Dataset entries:

:::::

PR #6715, opened 2017-10-13
[CHE-6] - Provide ability to create user's workspaces in one OpenShift project

akorneta:
### What does this PR do?
Provides another strategy for placing user's workspaces: _few workspaces inside one OpenShift project_. This strategy is used only in case when `che.infra.openshift.project` is specified, otherwise for each workspace the os project will be created with name that equal to workspace identifier.
Allows user run more than one workspace on os flavours, and also fixes the case of a stop che when the workspace is placed in the same os project with it.

#6284 

#### Release Notes
Provide ability to create and run user's workspaces in one OpenShift project


garagatyi (dismissed):

sleshchenko (approved):
LGTM

skabashnyuk (approved):

garagatyi (approved):

PR #6717, opened 2017-10-13
rework selenium tests in organization package

Ohrimenko1988:
### What does this PR do?
Fix problem with duplicated organization tests in codenvy/codenvy , and add ability to run organization tests on the codenvy/codenvy

https://github.com/codenvy/codenvy/issues/2483

### DIFF
--- a/selenium/che-selenium-test/src/main/java/org/eclipse/che/selenium/core/CheSeleniumWebDriverRelatedModule.java
+++ b/selenium/che-selenium-test/src/main/java/org/eclipse/che/selenium/core/CheSeleniumWebDriverRelatedModule.java
@@ -13,13 +13,9 @@ package org.eclipse.che.selenium.core;
 import com.google.inject.AbstractModule;
 import com.google.inject.Provides;
 import javax.inject.Named;
-import org.eclipse.che.selenium.core.client.CheTestTestOrganizationServiceClientImpl;
-import org.eclipse.che.selenium.core.client.TestOrganizationServiceClient;
 import org.eclipse.che.selenium.core.entrance.CookieEntrance;
 import org.eclipse.che.selenium.core.entrance.Entrance;
 import org.eclipse.che.selenium.core.entrance.LoginPageEntrance;
-import org.eclipse.che.selenium.core.provider.TestApiEndpointUrlProvider;
-import org.eclipse.che.selenium.core.requestfactory.TestCheAdminHttpJsonRequestFactory;
 import org.eclipse.che.selenium.pageobject.site.CheLoginPage;
 import org.eclipse.che.selenium.pageobject.site.LoginPage;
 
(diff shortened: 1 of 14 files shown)


selenium/che-selenium-test/src/main/java/org/eclipse/che/selenium/core/CheSeleniumWebDriverRelatedModule.java
```diff
@@ -45,4 +49,12 @@ public Entrance getEntrance(
       return new CookieEntrance(seleniumWebDriver);
     }
   }
+
+  @Provides
```
dmytro-ndp: Could you, please, explain, why did you place this provider here?
This module is dedicated for classes which are injecting **SeleniumWebDriver**, but I don't see such field in the **TestOrganizationServiceClient**, and it shouldn't be there according to the propose of that client.

dmytro-ndp:
@Ohrimenko1988: there are new tests in PR like **UserOrganizationTest**, but I don't see any changes in tests suites. How are the new tests going to be started?

selenium/che-selenium-test/src/main/java/org/eclipse/che/selenium/core/CheSeleniumWebDriverRelatedModule.java
Ohrimenko1988: Because in che we return CheTestTestOrganizationServiceClientImpl and in the codenvy we return other implementation of TestOrganizationServiceClient interface

Ohrimenko1988 (commented):
@dmytro-ndp tests can be started by using package running (  --test=organization.*  )

selenium/che-selenium-test/src/main/java/org/eclipse/che/selenium/core/CheSeleniumWebDriverRelatedModule.java
dmytro-ndp: I see. But the propose of **CheSeleniumWebDriverRelatedModule** is the classes which are injecting webdriver itself.

dmytro-ndp:
Do you have corresponding changes in the Codenvy repo as well?

Ohrimenko1988:
@dmytro-ndp  yes I have prepared changes in the codenvy/codenvy according to changes in this PR

dmytro-ndp:
Which branch in Codenvy repo contains the changes?

Ohrimenko1988:
@dmytro-ndp  https://github.com/codenvy/codenvy/tree/fix-organization-selenium-tests

dmytro-ndp:
Thank you, @Ohrimenko1988.
[OrganizationSuite.xml](https://github.com/codenvy/codenvy/blob/fix-organization-selenium-tests/selenium/codenvy-selenium-test/src/test/resources/suites/OrganizationSuite.xml) looks an obsolete. Lets remove it.

Ohrimenko1988:
@dmytro-ndp yes, you are absolutely right, thx

dmytro-ndp (approved):
Looks good.

tolusha (approved):

Issue #5326, opened 2017-06-09
Java 9 Support 


gorkem:
Study and determine the tasks for Che to fully support Java 9

Issues reported by @benoitf at date of 16 october 2017:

:::::

▶ _YOUR OBJECTIVE_
Find every line in the records above that contains the word "propose", and copy each one.

▶ _SOLUTION TO THE PROBLEM_
This module is dedicated for classes which are injecting **SeleniumWebDriver**, but I don't see such field in the **TestOrganizationServiceClient**, and it shouldn't be there according to the propose of that client.
dmytro-ndp: I see. But the propose of **CheSeleniumWebDriverRelatedModule** is the classes which are injecting webdriver itself.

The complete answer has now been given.